2015 Tournament Article

By Bob Groene, The Dispatch and Rock Island Argus

(September 23, 2015) When the final flopping fish was weighed last Saturday afternoon at the 41st annual Children’s Therapy Center Charity Bass Tournament held out of Albany Landing on Mississippi River pool 14, the top finishers looked like family affairs.

It included fishing partners consisting of two brothers, a father & son and a husband and wife. Quite fitting considering that the funds raised will go toward providing professional therapy services to QC area youngsters who have developmental disabilities and delays from birth, injury or illness. Therapy is provided for medical rehabilitation that will help these youngsters achieve their highest level of independence — situations that most often affect entire families.

Financially, this was a banner year for the CTC Charity Bass Tournament. The event raised a total of $14,700, bringing the 41-year grand total to a whopping $508,400. Yes, this year the event eclipsed the half million-dollar mark in funds raised. Few fresh water charity fishing events survive 41 years of time or raise more than $500,000.

Brothers Scott and Adam Crigger from Clinton and LeClaire, won the event with a five-bass tournament limit that tipped the scales at 15.28-pounds.

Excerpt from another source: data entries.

PR #1492, opened 2017-10-09
*: expose setupAWSConfig and construct BackupManager with NewBackupManager

fanminshi:
This pr exposes SetupAWSConfig in backupstorage/s3.go so that etcd backup operator can use it to set up aws credentials.

In addition, it creates NewBackupManager to construct BackupManager so that BackupManager's private fields don't have to be exposed.


fanminshi:
cc/ @xiang90

hongchaodeng:
lgtm

PR #1512, opened 2017-10-12
*: change dir named with etcd-restore-operator to restore-operator

fanminshi:
change all dir named with etcd-restore-operator to restore-operator.


fanminshi:
cc/ @hongchaodeng @hasbro17

hack/build/restoreoperator/build
```diff
@@ -6,7 +6,7 @@ set -o pipefail
 
 function go_build {
 	echo "building "${1}"..."
-	GOOS=linux GOARCH=amd64 CGO_ENABLED=0 go build -o ${bin_dir}/${1} -installsuffix cgo -ldflags "$go_ldflags" ./cmd/${1}/
+	GOOS=darwin GOARCH=amd64 CGO_ENABLED=0 go build -o ${bin_dir}/etcd-restore-operator -installsuffix cgo -ldflags "$go_ldflags" ./cmd/${1}/
```
hongchaodeng: Should be `GOOS=linux` ?

cmd/restoreoperator/main.go
```diff
@@ -22,7 +22,7 @@ import (
 
 	"github.com/coreos/etcd-operator/pkg/controller/restorecontroller"
 	"github.com/coreos/etcd-operator/pkg/util/k8sutil"
-	version "github.com/coreos/etcd-operator/version/etcd-restore-operator"
+	version "github.com/coreos/etcd-operator/version/restoreoperator"
```
xiang90: restore-operator is probably cleaner.

hack/build/restoreoperator/build
fanminshi: good catch.

cmd/restoreoperator/main.go
hongchaodeng: So some dirs are "restoreoperator" but some are "restore-operator".
Isn't it better to unify them?
I have no preference on either.

fanminshi:
all fixed. PTAL

hongchaodeng:
lgtm

PR #1519, opened 2017-10-13
pkg/controller: move etcd operator controller files to pkg/controller/operator

fanminshi:


fanminshi:
discuss in private. we should keep the previous etcd operator code structure untouched.

PR #1523, opened 2017-10-13
*: expose startHTTP

fanminshi:
Separate controller.Run() from startHTTP() allows backup to have a choice
on what to run and not to run.

This is important because backup will be adding a flag to enable only
serve backup http requests.


fanminshi:
cc/ @hongchaodeng @hasbro17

“We caught all of the bass we weighed up in Pool 13 fishing a shallow weedbed using surface frogs and plastic tube lures.” Adam said. “We caught some fish here in Pool 14 both before and after we locked, but our biggest fish came from 13. We caught a total of about a dozen keepers and a couple of shorts (under 14 inches long) and had a slow but somewhat steady bite all day.”

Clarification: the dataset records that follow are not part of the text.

PR #1530, opened 2017-10-17
*: ignore event with invalid cluster spec at the controller

hasbro17:
~The backup policy should be validated not only when the cluster spec is created but also when the cluster spec's backup policy is updated.~

The cluster spec is now validated in the controller. Any event with an invalid spec is ignored and logged.

### DIFF
--- a/pkg/cluster/cluster.go
+++ b/pkg/cluster/cluster.go
@@ -134,11 +134,7 @@ func New(config Config, cl *api.EtcdCluster) *Cluster {
 }
 
 func (c *Cluster) setup() error {
-	err := c.cluster.Spec.Validate()
-	if err != nil {
-		return fmt.Errorf("invalid cluster spec: %v", err)
-	}
-
+	var err error
 	var shouldCreateCluster bool
 	switch c.status.Phase {
 	case api.ClusterPhaseNone:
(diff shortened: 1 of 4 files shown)


fanminshi:
lgtm defer to @hongchaodeng

pkg/cluster/cluster.go
```diff
@@ -369,6 +369,11 @@ func (c *Cluster) handleUpdateEvent(event *clusterEvent) error {
 	c.logSpecUpdate(*oldSpec, event.cluster.Spec)
 
 	ob, nb := oldSpec.Backup, event.cluster.Spec.Backup
+	if nb != nil {
+		if err := nb.Validate(); err != nil {
+			return fmt.Errorf("Invalid backup policy: %v", err)
```
xiang90: invalid backup policy

hasbro17:
After offline discussion I'm going to move the cluster spec validation out from the cluster level to the controller at:
https://github.com/coreos/etcd-operator/blob/master/pkg/controller/controller.go#L95

With that, any event with an invalid cluster spec, either Add or Modify will be ignored and logged.

hasbro17:
@hongchaodeng PTAL

hongchaodeng:
lgtm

Three Crigger brothers have won this event three times over the last five years, Adam and Jacob won it two previous times. The event has a first-place purse of $3,000.

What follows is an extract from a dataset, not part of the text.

Issue #1527, opened 2017-10-16
etcd-operator should require Role instead of ClusterRole 


hasbro17:
According to the [RBAC guide](https://github.com/coreos/etcd-operator/blob/master/doc/user/rbac.md#create-clusterrole) the etcd-operator requires a ClusterRole instead of a Role because it needs access to the following non-namespaced resources:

Father & son Dave and Ryan Beeman of Davenport and Lynn Center, took second place with a limit weighing 13.48. “We fished up in Pool 13 using surface frogs and some plastics in a weedbed with clean water,” Ryan said. “And we caught a total of nine keepers and a couple of shorts.”

Third place went to wife and husband Mary and Gary Jones of Coal Valley who brought in a limit of 12.79 pounds. They were fishing in sight of the Beemans and used the same type lures.

The event big-bass, weighing 4.94-pounds, was caught by Carl Hoyt Jr., owner of Grace Marine in LeClaire who hosted the event’s Friday evening meet & greet.

Extremely unfavorable weather conditions (rain totals exceeding six inches coupled with a major cold front) over the three days immediately preceding the event caused river and fish location conditions to change which certainly affected fish catching. Even so, the event drew a total of 91 boats who caught a total of 17 tournament limits of bass, most exceeding 10 pounds.

The real (pun intended) winners of the event are the youngsters who will receive professional therapy services provided by the Children’s Therapy Center of the Quad Cities. The CTC is an outpatient pediatric rehabilitation center that provides speech, physical, occupational and feeding therapy to children birth to eight years of age. In fiscal year 2014-2015, the Center provided a record 22,428 units of therapy to over 700 children in the Quad-Cities area — of which 56-percent of these services were not reimbursed. Events like the Charity Bass Tournament help guarantee that no child is ever turned away because of the family’s inability to pay for the services needed and provided.

The CTC Charity Bass Tournament was also the third and final stop on the Great River Charity Bass Trail. The top finishers were: 1st place Adam and Jacob Crigger from LeClaire and Clinton won $750. Second-place went to Luke Barry of Machesney and Bill Baker of Winnebago, who won free entry into the trail events next year. Third-place went to father & son Joe and Terry Vance of Aledo and Dunlap, who each received high-dollar fishing sunglasses.